On Tue, 12 Sep 2023, Reinette Chatre wrote:
On 9/11/2023 4:19 AM, Ilpo Järvinen wrote:
5% difference upper bound for success is a bit on the low side for the
"a bit on the low side" is very vague.
The commit that introduced that 5% bound plainly admitted it's "randomly chosen value". At least that wasn't vague, I guess. :-)
So what I'm trying to do here is to have "randomly chosen value" replaced with a value that seems to work well enough based on measurements on a large set of platforms.

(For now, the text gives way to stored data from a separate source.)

PR #532, opened 2020-02-05
explicitly expose bundle mountpoint to hooks

Villemoes:
I was trying to figure out where I could find the mounted bundle from within my post-install hook. I think it's already possible to deduce, but I also think it's better to just provide the path explicitly.


src/update_handler.c
```diff
@@ -684,6 +684,8 @@ static gboolean run_slot_hook(const gchar *hook_name, const gchar *hook_cmd, Rau
 
 		g_subprocess_launcher_setenv(launcher, "RAUC_BUNDLE_SPKI_HASHES", string, FALSE);
 		g_free(string);
+
+		g_subprocess_launcher_setenv(launcher, "RAUC_UPDATE_SOURCE", bundle->mount_point, TRUE);
```
ejoerns: As we have `RAUC_SLOT_MOUNT_POINT` already, what about using `RAUC_BUNDLE_MOUNT_POINT` here instead?
Otherwise, I endorse the approach.

Villemoes: Well, I agree that RAUC_UPDATE_SOURCE isn't the best name, and RAUC_BUNDLE_MOUNT_POINT is more obvious. But RAUC_UPDATE_SOURCE isn't my invention, that's the name used for handlers, so I thought it was best to expose the same piece of data under the same name. But if RAUC_BUNDLE_MOUNT_POINT is preferred, I guess we could use that here, and then also expose it under that name to handlers (updating the documentation, but keeping defining RAUC_UPDATE_SOURCE as well for compatibility with existing setups). Either way works for me - but ending up using different names in the handler vs. hook cases is a bad idea, IMO.

OnkelUlla: +1 to using/adding `RAUC_BUNDLE_MOUNT_POINT` while keeping `RAUC_UPDATE_SOURCE` for backwards compatibility and explicitely stating that the latter is regarded as being obsolete.

jluebbe: Yes, `RAUC_BUNDLE_MOUNT_POINT` and `RAUC_SLOT_MOUNT_POINT` is much better, let's just deprecate `RAUC_UPDATE_SOURCE`.

Villemoes: Updated and force-pushed a new version with a first patch replacing/deprecating RAUC_UPDATE_SOURCE.

jluebbe:
I've rebased it on master and changed the commit subjects a bit for consistency.

PR #535, opened 2020-02-06
remove surrounding whitespace from system variant

jluebbe:
This was always intended to be a short string without whitespace. Remove the whitespace from when preparing the context. In the manifest, the variant is part of the image section name, so intentional surrounding whitespace would be very unusual.

### DIFF
--- a/src/utils.c
+++ b/src/utils.c
@@ -263,3 +263,20 @@ gchar * r_realpath(const gchar *path)
 
 	return g_strdup(rpath);
 }
+
+gboolean r_whitespace_removed(gchar *str)
+{
+	gsize len;
+
+	if (str == NULL)
+		return FALSE;
+
+	len = strlen(str);
+
+	if (len == 0)
+		return FALSE;
+
+	g_strstrip(str);
+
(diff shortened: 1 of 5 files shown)


src/utils.c
```diff
@@ -263,3 +263,21 @@ gchar * r_realpath(const gchar *path)
...
+
+	len = strlen(str);
+
+	if (len == 0)
+		return FALSE;
+
+	g_strstrip(str);
+
+	/* If the last char is now \0, some whitespace was removed. */
+	return str[len-1] == '\0';
```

Personally, I don't care much about this, I can just ignore the failures due to outliers (and also reports about failing MBA/MBM test if somebody ever sends one to me), but if I'd be one running automated tests it would be annoying to have a problem like this unaddressed.
MBA and MBM tests. Some platforms produce outliers that are slightly above that, typically 6-7%.

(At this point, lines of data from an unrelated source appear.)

PR #537, opened 2020-02-13
Allow custom mksquashfs with --mksquashfs-args

### LINKED ISSUE #508: Configure compression level for squashfs
Hello,

I need to change compression level of squashfs bundle by using xz and some other options as specified from this link :
https://techoverflow.net/2013/01/11/creating-a-highly-compressed-squashfs-from-a-folder/

Currently, there is no way to specify custom arguments to mksquashfs invocation. For a simple POC, I changed g_subprocess_new call to add the required options. The newly generated bundle size is now ~300M, compared to the original ~390M. I think it may be an interesting gain for some use cases (limited storage space or download bandwidth for example). The only trick is to enabled CONFIG_SQUASHFS_XZ on the kernel.

To cover this, it could be useful to specify custom argument for mksquashfs on the manifest file. Can you please share with me your opinion on this feature ?

Psykar:
Closes #508

### DIFF
--- a/src/bundle.c
+++ b/src/bundle.c
@@ -21,6 +21,7 @@ static gboolean mksquashfs(const gchar *bundlename, const gchar *contentdir, GEr
 	g_autoptr(GSubprocess) sproc = NULL;
 	GError *ierror = NULL;
 	gboolean res = FALSE;
+	g_autoptr(GPtrArray) args = g_ptr_array_new_full(7, g_free);
 
 	r_context_begin_step("mksquashfs", "Creating squashfs", 0);
 
@@ -29,16 +30,35 @@ static gboolean mksquashfs(const gchar *bundlename, const gchar *contentdir, GEr
 		goto out;
 	}
 
-	sproc = r_subprocess_new(G_SUBPROCESS_FLAGS_STDOUT_SILENCE,
-			&ierror, "mksquashfs",
-			contentdir,
-			bundlename,
-			"-all-root",
-			"-noappend",
-			"-no-progress",
-			"-no-xattrs",
-			NULL);
+	g_ptr_array_add(args, g_strdup("mksquashfs"));
+	g_ptr_array_add(args, g_strdup(contentdir));
+	g_ptr_array_add(args, g_strdup(bundlename));
+	g_ptr_array_add(args, g_strdup("-all-root"));
+	g_ptr_array_add(args, g_strdup("-noappend"));
+	g_ptr_array_add(args, g_strdup("-no-progress"));
+	g_ptr_array_add(args, g_strdup("-no-xattrs"));
+
+
+	if (r_context()->mksquashfs_args != NULL) {
+		g_auto(GStrv) mksquashfs_argvp = NULL;
+		res = g_shell_parse_argv(r_context()->mksquashfs_args, NULL, &mksquashfs_argvp, &ierror);
+		if (!res) {
+			g_propagate_prefixed_error(
+					error,
+					ierror,
+					"Failed to parse mksquashfs extra args: ");
+			goto out;
+		}
+		for (gchar **mksquashfs_args = mksquashfs_argvp; *mksquashfs_args != NULL; mksquashfs_args++) {
+			g_ptr_array_add(args, g_strdup(*mksquashfs_args));
+		}
+	}
+	g_ptr_array_add(args, NULL);
+
+	sproc = r_subprocess_newv(args, G_SUBPROCESS_FLAGS_STDOUT_SILENCE,
+			&ierror);
 	if (sproc == NULL) {
+		res = FALSE;
 		g_propagate_prefixed_error(
 				error,
 				ierror,
--- a/src/main.c
+++ b/src/main.c
@@ -30,6 +30,7 @@ gboolean info_noverify, info_dumpcert = FALSE;
 gboolean status_detailed = FALSE;
 gchar *output_format = NULL;
 gchar *signing_keyring = NULL;
+gchar *mksquashfs_args = NULL;
 
 static gchar* make_progress_line(gint percentage)
 {
@@ -1672,6 +1673,7 @@ static GOptionEntry entries_install[] = {
 
 static GOptionEntry entries_bundle[] = {
 	{"signing-keyring", '\0', 0, G_OPTION_ARG_FILENAME, &signing_keyring, "verification keyring file", "PEMFILE"},
+	{"mksquashfs-args", '\0', 0, G_OPTION_ARG_STRING, &mksquashfs_args, "mksquashfs extra args", "ARGS"},
 	{0}
 };
 
@@ -1899,6 +1901,8 @@ static void cmdline_handler(int argc, char **argv)
 			r_context_conf()->keyringpath = keyring;
 		if (signing_keyring)
 			r_context_conf()->signing_keyringpath = signing_keyring;
+		if (mksquashfs_args)
+			r_context_conf()->mksquashfs_args = mksquashfs_args;
 		if (intermediate)
 			r_context_conf()->intermediatepaths = intermediate;
 		if (mount)
--- a/include/context.h
+++ b/include/context.h
@@ -34,6 +34,7 @@ typedef struct {
 	gchar *keyringpath;
 	gchar *keyringdirectory;
 	gchar *signing_keyringpath;
+	gchar *mksquashfs_args;
 	gchar **intermediatepaths;
 	/* optional global mount prefix overwrite */
 	gchar *mountprefix;
--- a/src/context.c
+++ b/src/context.c
@@ -569,11 +569,13 @@ void r_context_clean(void)
 		g_free(context->keyringpath);
 		g_free(context->keyringdirectory);
 		g_free(context->signing_keyringpath);
+		g_free(context->mksquashfs_args);
 		context->certpath = NULL;
 		context->keypath = NULL;
 		context->keyringpath = NULL;
 		context->keyringdirectory = NULL;
 		context->signing_keyringpath = NULL;
+		context->mksquashfs_args = NULL;
 
 		if (context->config) {
 			context->config->keyring_path = NULL;
--- a/test/rauc.t
+++ b/test/rauc.t
@@ -232,6 +232,19 @@ test_expect_success "rauc bundle" "
   rm out.raucb
 "
 
+test_expect_success "rauc bundle mksquashfs extra args" "
+  rm -f out.raucb &&
+  rauc \
+    --cert $SHARNESS_TEST_DIRECTORY/openssl-ca/dev/autobuilder-1.cert.pem \
+    --key $SHARNESS_TEST_DIRECTORY/openssl-ca/dev/private/autobuilder-1.pem \
+    bundle \
+    --mksquashfs-args=\"-comp xz -info -progress\" \
+    $SHARNESS_TEST_DIRECTORY/install-content out.raucb &&
+  rauc -c $SHARNESS_TEST_DIRECTORY/test.conf info out.raucb &&
+  test -f out.raucb &&
+  rm out.raucb
+"
+
 test_expect_success PKCS11 "rauc bundle with PKCS11 (key 1)" "
   rm -f out.raucb &&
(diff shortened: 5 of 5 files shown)


src/bundle.c
```diff
@@ -29,15 +30,25 @@ static gboolean mksquashfs(const gchar *bundlename, const gchar *contentdir, GEr
...
-			NULL);
+	g_ptr_array_add(args, g_strdup("mksquashfs"));
+	g_ptr_array_add(args, g_strdup(contentdir));
+	g_ptr_array_add(args, g_strdup(bundlename));
+	g_ptr_array_add(args, g_strdup("-all-root"));
+	g_ptr_array_add(args, g_strdup("-noappend"));
+	g_ptr_array_add(args, g_strdup("-no-progress"));
+	g_ptr_array_add(args, g_strdup("-no-xattrs"));
+
+	if (r_context()->squashfs_args != NULL) {
```
ejoerns: I first head to look up if the options args string is actually NULL-terminated, as I could not find any explicit mention, but this seems to be the case. For this, the rest of the RAUC code uses a more condensed way of iterating that I would propose here, too. And the if could be skipped, too.

```suggestion
      for (gchar **squashfs_args = r_context()->squashfs_args; *squashfs_args != NULL; squashfs_args++) {
              g_ptr_array_add(args, g_strdup(*squashfs_args));

```

src/main.c
```diff
@@ -1712,6 +1713,7 @@ GOptionEntry entries_install[] = {
 
 GOptionEntry entries_bundle[] = {
 	{"signing-keyring", '\0', 0, G_OPTION_ARG_FILENAME, &signing_keyring, "verification keyring file", "PEMFILE"},
+	{"squashfs-args", '\0', 0, G_OPTION_ARG_STRING_ARRAY, &squashfs_args, "squashfs extra args (repeatable)", ""},
```
ejoerns: All other options note a placeholder for the content to add, this should be done here, too for consistency reasons. Thus maybe

```suggestion
	{"squashfs-args", '\0', 0, G_OPTION_ARG_STRING_ARRAY, &squashfs_args, "squashfs extra args (repeatable)", "ARGS"},
```

jluebbe: How is this used for mksquashfs args which have an option?
`--squashfs-args "-processors 8"` or `--squashfs-args -processors --squashfs-args 8`

Often, programs expect that the shell has split their arguments into separate argv strings and fail when options values are part of the same argv string as the option itself.

glib has https://developer.gnome.org/glib/stable/glib-Shell-related-Utilities.html#g-shell-parse-argv, so an alternative would be to supply one string argument to rauc and let it split that up for the mksquashfs call. Then you could pass `--squashfs-args "-processors 8 -comp xz"` and it would work independent of clever handling in mksquashfs.

Psykar: > How is this used for mksquashfs args which have an option?
> `--squashfs-args "-processors 8"` or `--squashfs-args -processors --squashfs-args 8`
> 
> Often, programs expect that the shell has split their arguments into separate argv strings and fail when options values are part of the same argv string as the option itself.
> 
Generally: `--squashfs-args "-processors" --squashfs-args "8"` would work - I agree it's a bit ugly though.

> glib has https://developer.gnome.org/glib/stable/glib-Shell-related-Utilities.html#g-shell-parse-argv, so an alternative would be to supply one string argument to rauc and let it split that up for the mksquashfs call. Then you could pass `--squashfs-args "-processors 8 -comp xz"` and it would work independent of clever handling in mksquashfs.
I'll give it a go, agreed this would be cleaner - not particuarly familiar with glib, so thanks for pointing this out :)

Psykar:
> Good work, I assume some people waited for this as it allows, for example, changing default compressor etc (where I heard it might be a use case for some.)
Ironically in my case it's to turn off compression entirely - so we can do a binary diff between bundles and send only that, then reconstruct on the far side.
We're in an extremely bandwidth limited scenario. But yes various uses :)

jluebbe:
> Ironically in my case it's to turn off compression entirely - so we can do a binary diff between bundles and send only that, then reconstruct on the far side.
> We're in an extremely bandwidth limited scenario. But yes various uses :)

That's interesting! What do you use for binary diffs? In the medium term, I'd like to have delta-bundles supported natively by rauc. One would take two full bundles to generate a delta bundle (which would contain the per-slot deltas).

Psykar:
We've used http://www.daemonology.net/bsdiff/ with great results.

I'd love to get the diffs in natively, it's a much larger chunk of work though obviously :)

I hope to get the comments for this part of things addressed today though.

src/bundle.c
Psykar: Given the change to g_shell_parse_argv I couldn't see an easy way to get rid of this if statement after all, as it fails if the string passed is NULL.

src/main.c
Psykar: This worked a treat, thanks again. Updated PR.

Psykar:
All comments addressed. And I can actually run uncrustify locally now ;)

src/bundle.c
```diff
@@ -29,15 +32,32 @@ static gboolean mksquashfs(const gchar *bundlename, const gchar *contentdir, GEr
...
+	g_ptr_array_add(args, g_strdup(contentdir));
+	g_ptr_array_add(args, g_strdup(bundlename));
+	g_ptr_array_add(args, g_strdup("-all-root"));
+	g_ptr_array_add(args, g_strdup("-noappend"));
+	g_ptr_array_add(args, g_strdup("-no-progress"));
+	g_ptr_array_add(args, g_strdup("-no-xattrs"));
+
+
+	if (r_context()->mksquashfs_args != NULL) {
+		res = g_shell_parse_argv(r_context()->mksquashfs_args, &mksquashfs_argcp, &mksquashfs_argvp, NULL);
```
OnkelUlla: You need to pass `ierror` as the last argument to `g_shell_parse_argv()` if you later on want to propagate potential errors upwards.

src/bundle.c
```diff
@@ -21,6 +21,9 @@ static gboolean mksquashfs(const gchar *bundlename, const gchar *contentdir, GEr
 	g_autoptr(GSubprocess) sproc = NULL;
 	GError *ierror = NULL;
 	gboolean res = FALSE;
+	gint mksquashfs_argcp;
+	gchar **mksquashfs_argvp = NULL;
```
ejoerns: You could move this into the if body as it is only used there.

At the moment, this also leaks as it is not freed anywhere. The simplest would be to use glibs autofree helper here and replace the above by

```suggestion
	g_auto(GStrv) mksquashfs_argvp = NULL;
```

(see https://developer.gnome.org/glib/stable/glib-String-Utility-Functions.html#GStrv)

src/bundle.c
```diff
@@ -29,15 +32,32 @@ static gboolean mksquashfs(const gchar *bundlename, const gchar *contentdir, GEr
...
+	g_ptr_array_add(args, g_strdup("-no-xattrs"));
+
+
+	if (r_context()->mksquashfs_args != NULL) {
+		res = g_shell_parse_argv(r_context()->mksquashfs_args, &mksquashfs_argcp, &mksquashfs_argvp, NULL);
+		if (!res) {
+			g_propagate_prefixed_error(
+					error,
+					ierror,
+					"Failed parse mksquashfs args: ");
```
ejoerns: Maybe, to make it clearer
```suggestion
					"Failed parse mksquashfs extra args: ");
```

src/bundle.c
Psykar: Ah, my glib ignorance again. Interestingly I tested the error case locally and it seemed to propagate just fine, guessing it would have given a bit more context though.

src/bundle.c
Psykar: Hrm. Did this change but did notice this text
> This macro can be used to avoid having to do explicit cleanups of local variables when exiting functions. It often vastly simplifies handling of error conditions, removing the need for various tricks such as goto out or repeating of cleanup code. It is also helpful for non-error cases.

Does this mean the g_propagate_prefixed_error inside the if *shouldn't* use goto out?
Things appear to work as is, but I'm unclear on why the `goto out` is required to start with *shrug

ejoerns: It means you don't have to use `goto out` in many cases. The goto is only used for the central `r_context_end_step("mksquashfs", res);` here.  Potentially this could also be repeated in each goto and the goto then replaced by an instant return statement.

src/bundle.c
```diff
@@ -29,15 +30,34 @@ static gboolean mksquashfs(const gchar *bundlename, const gchar *contentdir, GEr
...
+
+
+	if (r_context()->mksquashfs_args != NULL) {
+		gint mksquashfs_argcp;
+		g_auto(GStrv) mksquashfs_argvp = NULL;
+		res = g_shell_parse_argv(r_context()->mksquashfs_args, &mksquashfs_argcp, &mksquashfs_argvp, ierror);
+		if (!res) {
+			g_propagate_prefixed_error(
+					error,
+					&ierror,
```
OnkelUlla: The error propagation functions expect a `GError*` for the inner error, not a `GError**` (see [`g_propagate_prefixed_error()`'s documentation](https://developer.gnome.org/glib/stable/glib-Error-Reporting.html#g-propagate-prefixed-error)), so please replace `&ierror` with `ierror`.

src/bundle.c
```diff
@@ -29,15 +30,34 @@ static gboolean mksquashfs(const gchar *bundlename, const gchar *contentdir, GEr
...
+					"Failed parse mksquashfs extra args: ");
```
OnkelUlla: Please replace _"Failed parse"_ with _"Failed **to** parse"_.

src/bundle.c
ejoerns: I've fixed it to shorten the loop a little.

src/bundle.c
ejoerns: Fixed.

ejoerns:
Missed that, but having `mksquashfs_argcp` was needles here and could be replaced by simply passing `NULL` as the argument. Fixed it.

src/bundle.c
```diff
@@ -29,15 +30,33 @@ static gboolean mksquashfs(const gchar *bundlename, const gchar *contentdir, GEr
...
+	g_ptr_array_add(args, g_strdup(bundlename));
+	g_ptr_array_add(args, g_strdup("-all-root"));
+	g_ptr_array_add(args, g_strdup("-noappend"));
+	g_ptr_array_add(args, g_strdup("-no-progress"));
+	g_ptr_array_add(args, g_strdup("-no-xattrs"));
+
+
+	if (r_context()->mksquashfs_args != NULL) {
+		g_auto(GStrv) mksquashfs_argvp = NULL;
+		res = g_shell_parse_argv(r_context()->mksquashfs_args, NULL, &mksquashfs_argvp, &ierror);
```
ejoerns: Oups... Consider the case we have `mkquashfs_args` set and they are parsed correctly.
This sets `res` to `TRUE`.
Now, in line 59, the `r_subprocess_newv()` call returns an error for whatever reason.
This will not modify `res` (as it sets `sproc` only) but lead us directly to the `out` jump label (with ierror set)
At the `out` label, we `return res` from the function.

At this point, the execution failed, `error` is set, but the function returns 'TRUE` that suggests a successful run!

ejoerns: Adding `res = FALSE;` in the error path of `g_subprocess_newv()` should to the trick. We have similar cases in other functions in the same module.

Psykar: Yep, makes sense. Updated :)

Psykar:
So coverage check is failing now. I did have a go at doing a test case for this, but it doesn't appear straight forward without refactoring test/bundle.c quite a bit to allow args to be set before calling `bundle_fixture_set_up_bundle`

If they're required to get this to land I'll look into it though?

src/bundle.c
OnkelUlla: @ejoerns: that was a good catch!

ejoerns:
I think this should satisfy uncrustify with manageable effort.

ejoerns:
> I think this should satisfy uncrustify with manageable effort.

satisfy *codecov* I meant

Relaxing the MBA/MBM success bound to 8% removes most of the failures due those frequent outliers.
This description needs more context on what issue is being solved here. What does the % difference represent? How was new percentage determined?

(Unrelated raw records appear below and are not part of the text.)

PR #541, opened 2020-02-18
implement custom bootloader backend

cbs101:
Hi

We ran into a issue where we could not rely on the standard bootchoser for our given bootloader.
in this specific case, we were using U-Boot, and could not use the U-Boot environment for rauc status information.
So made an addition to make it possible to point to a script (or program), that can choose how and where to perform the storing.

Proposed API for custom backend script access:

    API for custom backend script access:
    To obtain the primary slot
    <script> get-primary
    Returns a string that can be one of the bootnames specified in /etc/rauc/system.conf
    Return value is 0 if success, false if error
    
    To set the primary slot
    <script> set-primary <slot.bootname>
    <slot.bootname> can be one of the bootnames specified in /etc/rauc/system.conf
    Returns empty output
    Return value is 0 if success, false if error
    
    To obtain the state
    <script> get-state <slot.bootname>
    <slot.bootname> can be one of the bootnames specified in /etc/rauc/system.conf
    Returns a string that can be either "good" or "bad"
    Return value is 0 if success, false if error
    
    To set the state
    <script> set-state <slot.bootname> <state>
    <slot.bootname> can be one of the bootnames specified in /etc/rauc/system.conf
    <state> can be either "good" or "bad"
    Returns empty output
    Return value is 0 if success, false if error


ejoerns:
@cbs101 I would really appreciate if this is the last PR you open for this topic!

In case you are unfamiliar with GitHub PR workflow: You can simply force-push to you branch that you used to create the PR from and the original PR will be updated with the new content.

There is really no need to open a new PR for each change.

Thanks and regards, Enrico

cbs101:
@ejoerns : 
Noted. I'll skip doing that then. Apologies!
I wanted to force a re-test of the tests after fixing the problems found and force pushing, but no tests were triggered. Do I need to do something specific when force pushing ? I just did the changes needed and included that in the commits.

Not related to the above:
I realized that I have to add tests to the new handles. On that now.

src/bootchooser.c
```diff
@@ -1375,6 +1375,206 @@ static gboolean efi_get_state(RaucSlot* slot, gboolean *good, GError **error)
...
+	if (!g_subprocess_communicate(sub, NULL, NULL, &stdout_buf, NULL, &ierror)) {
+		g_propagate_prefixed_error(
+				error,
+				ierror,
+				"Failed to run : %s", script_name);
+		return FALSE;
+	}
+	data = g_bytes_get_data(stdout_buf, &size);
+	// Drop terminating character
+	*ret_str = g_string_new_len(data, size - 1);
```
Villemoes: This seems to assume the output is always terminated with exactly one newline. Perhaps just trim any leading and trailing whitespace (assuming there's a simple g_* helper for that).

src/bootchooser.c
```diff
@@ -1375,6 +1375,206 @@ static gboolean efi_get_state(RaucSlot* slot, gboolean *good, GError **error)
...
+	g_return_val_if_fail(slot, FALSE);
+	g_return_val_if_fail(error == NULL || *error == NULL, FALSE);
+
+	if (!custom_backend_set(cmd, slot->bootname, state, &ierror) ) {
+		g_propagate_error(error, ierror);
+		return FALSE;
+	}
+
+	return TRUE;
+}
```
Villemoes: Can one drop the local ierror variable, the sanity checking of error, and just make the last five lines `return custom_backend_set(cmd, slot->bootname, state, error)`?

src/bootchooser.c
```diff
@@ -1375,6 +1375,206 @@ static gboolean efi_get_state(RaucSlot* slot, gboolean *good, GError **error)
...
+	return primary;
+}
+
+/* Get state of current slot */
+static gboolean custom_get_state(RaucSlot *slot, gboolean *good, GError **error)
+{
+	GError *ierror = NULL;
+	const gchar *cmd = "get-state";
+	g_autoptr(GString) ret_str = NULL;
+	*good = FALSE;
```
Villemoes: Hm, I don't think you're supposed to write to `*good` unless the function is succesful/returns true, at least judging from the other get_state implementations.

src/bootchooser.c
```diff
@@ -1375,6 +1375,206 @@ static gboolean efi_get_state(RaucSlot* slot, gboolean *good, GError **error)
...
+
+	if (!custom_backend_get(cmd, slot->bootname, &ret_str, &ierror) ) {
+		g_propagate_error(error, ierror);
+		return FALSE;
+	}
+
+	if (g_strcmp0(ret_str->str, "good") == 0) {
+		*good = TRUE;
+	}
+
```
Villemoes: Perhaps check that the result is actually "good" or "bad", and error out if not, i.e. append something like `else if (strcmp ... "bad") { *good = FALSE; } else { complain/set error; return FALSE; }`

src/bootchooser.c
```diff
@@ -1375,6 +1375,206 @@ static gboolean efi_get_state(RaucSlot* slot, gboolean *good, GError **error)
...
+	const gchar *cmd = "set-primary";
+
+	g_return_val_if_fail(slot, FALSE);
+	g_return_val_if_fail(error == NULL || *error == NULL, FALSE);
+
+	if (!custom_backend_set(cmd, slot->bootname, NULL, &ierror) ) {
+		g_propagate_error(error, ierror);
+		return FALSE;
+	}
+
```
Villemoes: As above, I think this can be mostly a `return custom_backend_set(cmd, slot->bootname, NULL, error);`.

src/config_file.c
```diff
@@ -106,6 +106,12 @@ gboolean load_config(const gchar *filename, RaucConfig **config, GError **error)
 			goto free;
 		}
 		g_key_file_remove_key(key_file, "system", "efi-use-bootnext", NULL);
+	} else if (g_strcmp0(c->system_bootloader, "custom") == 0) {
+		c->custom_script = key_file_consume_string(key_file, "system", "bootloader-custom-script", NULL);
+		if (!c->custom_script) {
```
Villemoes: A bit of bikeshedding, but the custom bootloader interface need not be a script. Perhaps just `bootloader-interface` or `bootloader-handler`. And another bit of bikeshedding, perhaps the setting even belongs in the `[handlers]` section, the documentation for that does read "Handlers allow to customize RAUC by placing scripts in the system that RAUC can call for different purposes.".

src/config_file.c
```diff
@@ -106,6 +106,12 @@ gboolean load_config(const gchar *filename, RaucConfig **config, GError **error)
...
+			g_printf("No custom script defined. defaulting to /usr/bin/foobar as default");
+			c->custom_script = g_strdup("/usr/bin/foobar");
+		}
```
Villemoes: Why not just a hard error?

ejoerns:
> @ejoerns :
> Noted. I'll skip doing that then. Apologies!
> I wanted to force a re-test of the tests after fixing the problems found and force pushing, but no tests were triggered. Do I need to do something specific when force pushing ? I just did the changes needed and included that in the commits.

Normally, the tests should be re-executed when the branch is updated. It also seems to have worked here, anyway.

src/bootchooser.c
cbs101: yes. Included. Thanks

src/bootchooser.c
cbs101: yes. Included. Thanks

src/config_file.c
cbs101: Changed to cause an error if not defined. Thanks

src/bootchooser.c
cbs101: included. Thanks

src/config_file.c
cbs101: s/bootloader-custom-script/bootloader-custom-backend/
and
s/custom_script/bootloader_custom_backend/

Moved to handlers. Thanks

src/bootchooser.c
cbs101: I thought it made the most sense. But true; The other get_state does not write to it, unless they get proper feedback.

Removing the initial *good setting. Thanks

src/bootchooser.c
cbs101: replace by g_strchomp. Thanks

src/bootchooser.c
```diff
@@ -1375,6 +1375,206 @@ static gboolean efi_get_state(RaucSlot* slot, gboolean *good, GError **error)
...
+	if (!g_subprocess_communicate(sub, NULL, NULL, &stdout_buf, NULL, &ierror)) {
+		g_propagate_prefixed_error(
+				error,
+				ierror,
+				"Failed to run : %s", backend_name);
+		return FALSE;
+	}
+	data = g_bytes_get_data(stdout_buf, &size);
+	*ret_str = g_string_new(data);
```
Villemoes: Eh, is data necessarily nul-terminated? Don't you need to use g_string_new_len() using the size you got from g_bytes_get_data?

src/bootchooser.c
```diff
@@ -1375,6 +1375,206 @@ static gboolean efi_get_state(RaucSlot* slot, gboolean *good, GError **error)
...
+	// Cleanup string for newlines
+	g_strchomp((*ret_str)->str);
```
Villemoes: Hm. You could also use g_strstrip() to also remove leading whitespace.

But how does a GString object react to having its ->str member modified without updating the ->len member? OK, the callers only seem to use the ->str member, but perhaps that means the GString container is the wrong thing to use here - maybe just take a "const char **ret_str" and create that with g_strndup() ?

cbs101: converted to use gchar instead of GString

jluebbe:
I've just force-pushed some changes to this PR:

- fix minor syntax issues
- add quoting to helper script and

jluebbe:
> Hello everyone! I am very interested in finalizing of this PR. How can I add the documentation to this PR?

Thanks! You can just create a separate PR with the documentation, as there won't be any conflicts. We'll then merge them in order.

PR #542, opened 2020-02-18
main.c: remove deprecated checksum command

Villemoes:
Exactly why and when this was deprecated is hard to determine, but the
"Deprecated" description was added 2.5 years ago (a9ac4098a321 -
src/main: add command summary). It's time to remove it completely.

Signed-off-by: Rasmus Villemoes <rasmus.villemoes@prevas.dk>


jluebbe:
The command was used for the (now removed) network mode. I'll adjust the commit message and merge this.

Did you investigate why there are differences between platforms? From what I understand these tests measure memory bandwidth using perf and resctrl and then compare the difference. Are there interesting things about the platforms on which the difference is higher than 5%?
Not really I think. The number just isn't that stable to always remain below 5% (even if it usually does).
Only systematic thing I've come across is that if I play with the read pattern for defeating the hw prefetcher (you've seen a patch earlier and it will be among the series I'll send after this one), it has an impact which looks more systematic across all MBM/MBA tests. But it's not what I'm trying now address with this patch.
Could those be systems with multiple sockets (and thus multiple PMUs that need to be setup, reset, and read)? Can the reading of the counters be improved instead of relaxing the success criteria? A quick comparison between get_mem_bw_imc() and get_mem_bw_resctrl() makes me think that a difference is not surprising ... note how the PMU counters are started and reset (potentially on multiple sockets) at every iteration while the resctrl counters keep rolling and new values are just subtracted from previous.
Perhaps, I can try to look into it (add to my todo list so I won't forget). But in the meantime, this new value is picked using a criteria that looks better than "randomly chosen value". If I ever manage to address the outliers, the bound could be lowered again.
I'll update the changelog to explain things better.